# EclipseUML für Eclipse 3



## bygones (26. Okt 2004)

Nun endlich ist es soweit   
EclipseUML gibt es endlich auch als freeware version für eclipse 3 !!! alle infos & was man braucht: http://www.omondo.com


----------



## P3AC3MAK3R (26. Okt 2004)

Ist die Nachfrage so groß oder warum ist die Website nicht erreichbar?


----------



## bygones (26. Okt 2004)

P3AC3MAK3R hat gesagt.:
			
		

> Ist die Nachfrage so groß oder warum ist die Website nicht erreichbar?


wahrscheinlich - kam gestern nicht drauf - heute hab ichs vormittags geschafft  :wink:


----------



## P3AC3MAK3R (26. Okt 2004)

Ich werde auf jeden Fall auch einen Blick auf das Tool werfen, sobald das möglich ist.


----------



## bygones (26. Okt 2004)

der Link sollte etwa eine Woche aktiv sein:
http://s14.yousendit.com/d.aspx?id=A871448680BCB026722FE14DC5A6C4E9

dass ist der auto installer von denen - also das jar dann einfach ausführen...
es wird aber noch GEF-runtime-3.0.1.zip, uml2-1.0.1.zip und emf-sdo-runtime-2.0.1.zip gebraucht (gibts auf der eclipse seite)


----------



## P3AC3MAK3R (27. Okt 2004)

Anscheinend gibt es mit der Omondo-Website doch ein anderes Problem, es wird nämlich die Apache-Testseite angezeigt:



> If you can see this, it means that the installation of the Apache web server software on this system was successful. You may now add content to this directory and replace this page.
> Seeing this instead of the website you expected?
> 
> This page is here because the site administrator has changed the configuration of this web server. Please contact the person responsible for maintaining this server with questions. The Apache Software Foundation, which wrote the web server software this site administrator is using, has nothing to do with maintaining this site and cannot help resolve configuration issues.
> ...


----------



## P3AC3MAK3R (27. Okt 2004)

Der Server ist jetzt wieder online.


----------



## P3AC3MAK3R (28. Okt 2004)

Ich habe mal ein wenig mit dem Plugin experimentiert. Scheint sehr mächtig zu sein.

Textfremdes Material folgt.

PR #463, opened 2025-11-03
Support fallible memcpy for user mode

CvvT:
We need fallible `memcpy` in user space even for benign applications, because on the `exit` syscall path, we still need to access some user provided memory (e.g., in `wake_robust_list`) but all user memory might have been unmapped at that moment. To support this fallible `read`, platform needs to handle page faults/SIGSEGV properly.

### DIFF
--- a/litebox/src/platform/common_providers/mod.rs
+++ b/litebox/src/platform/common_providers/mod.rs
@@ -1,3 +1,7 @@
-//! Common platform provider
+//! Common Platform Provider Implementations
+//!
+//! This module contains reusable implementations of platform provider traits that
+//! can be shared across multiple platform implementations. These providers handle
+//! common functionality that doesn't require platform-specific customization.
 
 pub mod userspace_pointers;


jaybosamiya-ms:
I haven't yet done a full review of the code (since it is in draft) but the intention of `read_at_offset` is to be fallible already.  That's why it is set up as an `Option<CoW<..>>`.  Platforms that don't care about fallibility would take the borrowed approach (they can do trivial checks if they like, but basically they're returning borrowed values), whereas ones that care about fallibility would return the owned version after doing whatever checks and memcpy.  Basically, I don't think we should be adding a new `fallible_read_at_offset`; instead _every_ `read_at_offset` should be protected this way.

Ref: dbafc76

CvvT:
> I haven't yet done a full review of the code (since it is in draft) but the intention of `read_at_offset` is to be fallible already. That's why it is set up as an `Option<CoW<..>>`. Platforms that don't care about fallibility would take the borrowed approach (they can do trivial checks if they like, but basically they're returning borrowed values), whereas ones that care about fallibility would return the owned version after doing whatever checks and memcpy. Basically, I don't think we should be adding a new `fallible_read_at_offset`; instead _every_ `read_at_offset` should be protected this way.
> 
> Ref: [dbafc76](https://github.com/microsoft/litebox/commit/dbafc7633a653fc7319aefa3e50f710627c92874)

I was concerned about the overhead if every read performs `memcpy`, but I guess it's not that critical. I added new `UserConstPtr` and `UserMutPtr` to `LinuxUserland`, which is identical to the ones in `LinuxKernel` (for now; For kernel mode, we might need to do more stuffs there, e.g., enable/disable SMEP).

The current implementation relies on signal handling. An alternative solution is: 1) hold a lock on `Vmem`, 2) check if the given range is valid; 3) call given callback function on the slice, and 4) release the lock of `Vmem`. However, in the platform, we cannot access `PageManager` which is defined in the shim layer. Also, this solution only works for user mode, because in kernel mode step 3) may trigger page faults and page fault handler also requires lock on `Vmem`.

CvvT:
This fixes the crash we encountered while running our multi-threading test. However, I also found another unknow race issue while running it with i386 target.

It might crash at libc's function `__ctype__init` or the following assertion (somehow `mprotect` returned `ENOMEM`):

https://github.com/microsoft/litebox/blob/0cc46d55473c8d3034ab564531d535f8f534012c/litebox_platform_linux_userland/src/lib.rs#L1699-L1704

litebox/src/mm/exception_table.rs
```diff
@@ -0,0 +1,89 @@
...
+    .global __ex_table_end
+    __ex_table_end:
+"#
+);
+
+unsafe extern "C" {
+    /// Copies `size` bytes from `src` to `dst`. This function works with exception handling
+    /// and can recover from page fault.
+    /// Returns number of bytes that failed to copy.
+    pub fn __memcpy_fallible(dst: *mut u8, src: *const u8, size: usize) -> usize;
```
jaybosamiya-ms: Minor: rather than "works with exception handling", maybe something like "requires exception handling to be set up to correctly recover from exceptions inside it" or similar, and then link to `search_exception_tables` and tell users how they should set things up?

jaybosamiya-ms: Actually I think the better documentation is probably to tell users that the requirements are documented on `litebox::platform::common_providers::userspace_pointers` and over there tell users to set things up with the `search_exception_tables`?

litebox_platform_linux_userland/src/ptr.rs
```diff
@@ -0,0 +1,153 @@
+//! Userspace Pointer Abstraction
```
jaybosamiya-ms: We can probably move this file over to `litebox/src/platform/common_providers/userspace_pointers.rs` (in a separate PR, we can move the `trivial_providers` over to `common_providers`, but in this one, we can just introduce a new `common_providers` module that has the `userspace_pointers` module inside it).

I think it is generically helpful (kinda like how `Transparent*Pointer` has been helpful), and all of its dependencies exist inside `litebox` already _except_ the setup needed for exception handling.  We can handle that by adding a documentation comment to this module telling the users that they should catch any failed reads, look things up via `search_exception_tables` and fixup the program counter.  We can also note what happens if the user has not set this up (i.e., it then just behaves like a slightly more expensive `Transparent*Pointer`).

CvvT:
> This fixes the crash we encountered while running our multi-threading test. However, I also found another unknow race issue while running it with i386 target.
> 
> It might crash at libc's function `__ctype__init` or the following assertion (somehow `mprotect` returned `ENOMEM`):
> 
> https://github.com/microsoft/litebox/blob/0cc46d55473c8d3034ab564531d535f8f534012c/litebox_platform_linux_userland/src/lib.rs#L1699-L1704

This should be fixed by #470

litebox_platform_linux_userland/src/ptr.rs
CvvT: Make sense, thanks for the suggestion. I moved the implementation to litebox with doc comments.

litebox/src/mm/exception_table.rs
CvvT: Fixed the comment as suggested, thanks!

PR #464, opened 2025-11-04
litebox_shim_linux: move file descriptor tables into `Task`

jstarks:
Eliminate `file_descriptors()` and `raw_descriptor_store()`, moving their state into an `Arc` on `Task`. This eliminates some globals and sets us up for supporting `!CLONE_FILES` in the future when desired.

Also, move the file system instance into an `Arc` that's referenced by the `Task`. Update the pattern used to construct a Linux shim instance to ensure the file system is set before the `Task`.

There are a few other globals to eliminate, but cutting this PR off here to avoid it getting too big.

### DIFF
--- a/litebox_runner_linux_on_windows_userland/tests/common/mod.rs
+++ b/litebox_runner_linux_on_windows_userland/tests/common/mod.rs
@@ -46,7 +46,7 @@ impl TestLauncher {
             this.install_file(data, each);
         }
 
-        platform.register_shim(shim.entrypoints());
+        platform.register_shim(this.shim.entrypoints());
         this
     }
 


litebox_runner_linux_on_windows_userland/src/lib.rs
```diff
@@ -144,7 +144,8 @@ pub fn run(cli_args: CliArgs) -> Result<()> {
 
     let platform = Platform::new();
     litebox_platform_multiplex::set_platform(platform);
-    let litebox = litebox_shim_linux::init_process(platform.init_task());
+    let mut builder = litebox_shim_linux::ShimLauncher::new();
```
wdcui: Minor: it's a little confusing to see a `Launcher` returns a `builder`? Would it make sense to call it `shim` or `linux_shim` instead of `builder`?

litebox_runner_linux_on_windows_userland/tests/common/mod.rs
```diff
@@ -3,65 +3,87 @@
...
-    set_fs(litebox_shim_linux::default_fs(in_mem_fs, tar_ro_fs));
+impl TestLauncher {
+    pub fn init_platform(
+        tar_data: &'static [u8],
+        initial_dirs: &[&str],
+        initial_files: &[&str],
+    ) -> Self {
+        let platform = Platform::new();
+        litebox_platform_multiplex::set_platform(platform);
+        let launcher = litebox_shim_linux::ShimLauncher::new();
```
wdcui: See my comment above about `builder`. We should use a consistent name. :-)

litebox_runner_linux_on_windows_userland/tests/common/mod.rs
```diff
@@ -3,65 +3,87 @@
...
+            let data = std::fs::read(each).unwrap();
+            this.install_file(data, each);
+        }
 
-pub fn install_dir(path: &str) {
-    litebox_fs()
-        .mkdir(path, Mode::RWXU | Mode::RWXG | Mode::RWXO)
-        .expect("Failed to create directory");
-}
+        platform.register_shim(&litebox_shim_linux::LinuxShim);
```
wdcui: Why do we use `LinuxShim` instead of the `launcher` here?

litebox_shim_linux/src/lib.rs
```diff
@@ -1177,8 +1232,10 @@ struct Task {
     credentials: Arc<syscalls::process::Credentials>,
     /// Command name (usually the executable name, excluding the path)
     comm: Cell<[u8; litebox_common_linux::TASK_COMM_LEN]>,
-    /// Filesystem state.
+    /// Filesystem state. `RefCell` to support `unshare` in the future.
     fs: RefCell<Arc<syscalls::file::FsState>>,
+    /// File descriptors. `RefCell` to support `unshare` in the future.
+    files: RefCell<Arc<syscalls::file::FilesState>>,
```
wdcui, line 1248: What's the reason that `files` is not in `GlobalState`?

litebox_runner_linux_on_windows_userland/tests/common/mod.rs
jstarks: Updated the naming of everything.

litebox_runner_linux_on_windows_userland/tests/common/mod.rs
jstarks: Yeah, good idea, we can have a method to return this from the launcher.

litebox_shim_linux/src/lib.rs
jstarks: `files` is the set of file descriptors, which can differ for different tasks depending on the state of the `CLONE_FILES` flag passed to `clone` or `unshare`.

We don't support this yet (we need to implement `Clone` for the file descriptor tables first), but I wanted the data structures to reflect the eventual goal even they don't reflect the current capabilities.

wdcui: I see. I wasn't aware of the subtlties of `CLONE_FILES`. Thank you for the explanation, John.

litebox_runner_linux_on_windows_userland/tests/common/mod.rs
wdcui: Thank you for changing the variable names, John.

jaybosamiya-ms:
I re-triggered the CI on the latest commit just in case it is that spurious failure again, please feel free to merge when you're ready to merge.

PR #468, opened 2025-11-04
Change enablement of VTL1 for secondary processors

athvu:
This PR moves enabling VTL to the mshv_vsm_boot_aps() function and enable VTL based on the cpu_present_mask instead of num_possible_cpus. This also changes init_vtl_aps() to init_vtl_ap(), which only enables a single processor at a time.

### DIFF
--- a/dev_tests/src/ratchet.rs
+++ b/dev_tests/src/ratchet.rs
@@ -29,7 +29,7 @@ fn ratchet_globals() -> Result<()> {
             ("litebox/", 7),
             ("litebox_platform_linux_kernel/", 5),
             ("litebox_platform_linux_userland/", 5),
-            ("litebox_platform_lvbs/", 19),
+            ("litebox_platform_lvbs/", 20),
             ("litebox_platform_multiplex/", 1),
             ("litebox_platform_windows_userland/", 7),
             ("litebox_runner_linux_userland/", 1),


litebox_platform_lvbs/src/mshv/vsm.rs
```diff
@@ -113,25 +113,33 @@ pub fn mshv_vsm_enable_aps(cpu_present_mask_pfn: u64) -> Result<i64, Errno> {
...
-    }
 
-    // TODO: cpu_present_mask vs num_possible_cpus in kernel command line. which one should we use?
-    if let Ok(num_cores) = get_num_possible_cpus() {
-        debug_serial_println!("the number of possible cores: {num_cores}");
-        init_vtl_aps(num_cores).map_err(|_| Errno::EINVAL)?;
+        let present_cpus: Vec<u32> = decoded_mask
+            .iter()
+            .enumerate()
+            .filter_map(|(i, &present)| if present { Some(i as u32) } else { None })
```
praveen-pk: Just curious, do you really need the filter here? Seems like the cpumask is being copied from vtl0. Wouldn't it only have online cpus in the mask?

athvu:

litebox_platform_lvbs/src/mshv/vsm.rs
athvu: I think the filter was necessary because from VTL0 the cpumask is defined as
`typedef struct cpumask { DECLARE_BITMAP(bits, NR_CPUS); } cpumask_t;`
with each bit being 0 or 1 depending on if the CPU is present. Though I haven't ran into a case in which any of the bits are 0, it is still something I think we should account for

PR #392, opened 2026-09-09
Keep one pooled color target per depth attachment setup

### LINKED ISSUE #387: [linux/arm64] fix: Z-sorting doesn't work unless MSAA is active
When running the `example_app` (car view) and disabling MSAA from the right-hand settings menu, the rendered surfaces appear to not be Z-sorted correctly. It's also possible I'm misinterpreting this and the back-faces are being shown instead, but that wouldn't fully explain the visual phenomena. Attaching video for reference:

https://github.com/user-attachments/assets/d8c57f0e-0849-4a2b-a181-9de0916ea617

Test environment:
- Raspberry Pi 5, 16GB
- RaspberryPi OS / Debian 13 Trixie
- linux/arm64, glibc 2.41
- VideoCore VII GPU, supporting OpenGL ES 3.1, Vulkan 1.2
- Flutter (Channel main, 3.48.0-1-0.pre-676)

bdero:
Resolves #387.

The OpenGL ES backend caches one framebuffer per color texture and attaches depth only when that framebuffer is first created, so a pooled scene color texture that served as the MSAA resolve destination and then as a direct target after switching `Scene.antiAliasingMode` rendered with no depth test at all. Pool descriptors gain an `attachmentKey` naming the depth setup a color target is rendered with, so each setup keeps its own texture; the scene color, alternate scene color, linear depth, and velocity targets set it. A smoke probe renders the switch and samples the frame on every lane.


bdero:
@kerberjg if you have some cycles, I'd appreciate if you could give this a try to see if it fixes the #387 bug on the Raspberry Pi 5.

PR #403, opened 2026-09-13
Add PointerLock for first-person mouse look

bdero:
Adds `PointerLock`, a built-in cursor lock for first-person mouse look, so games no longer need a third-party package or per-app native code.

Besonders die Möglichkeit des Reverse Engineering (Klassendiagramm aus bestehender Klassenstruktur erzeugen) begeistert mich ziemlich.


----------



## dotlens (2. Nov 2004)

habs mir auch kurz angeschaut. ist wirklich krass was ich bisher gesehen habe. schade dass die free version keine gesharte projekte nimmt


----------



## Student (5. Nov 2004)

nice. :!:


----------



## bygones (5. Nov 2004)

ich finds den absolten spitzenreiter unter den UML tools


----------



## bygones (9. Nov 2004)

mhm - bei mir stürzt Eclipse 3.1M3 immer ab - wenn ich das PLugin installiert habe  .... bei euch auch ???


----------



## Student (10. Nov 2004)

deathbyaclown hat gesagt.:
			
		

> mhm - bei mir stürzt Eclipse 3.1M3 immer ab - wenn ich das PLugin installiert habe  .... bei euch auch ???



einmal ist es abgestürzt ...


----------



## Gast (20. Nov 2004)

Sagt mal, kann dieses Plugin auch JavaCode in UML umwandeln?


----------



## Gast reloaded (20. Nov 2004)

achso das ist revers-engeenering. JUHU!


----------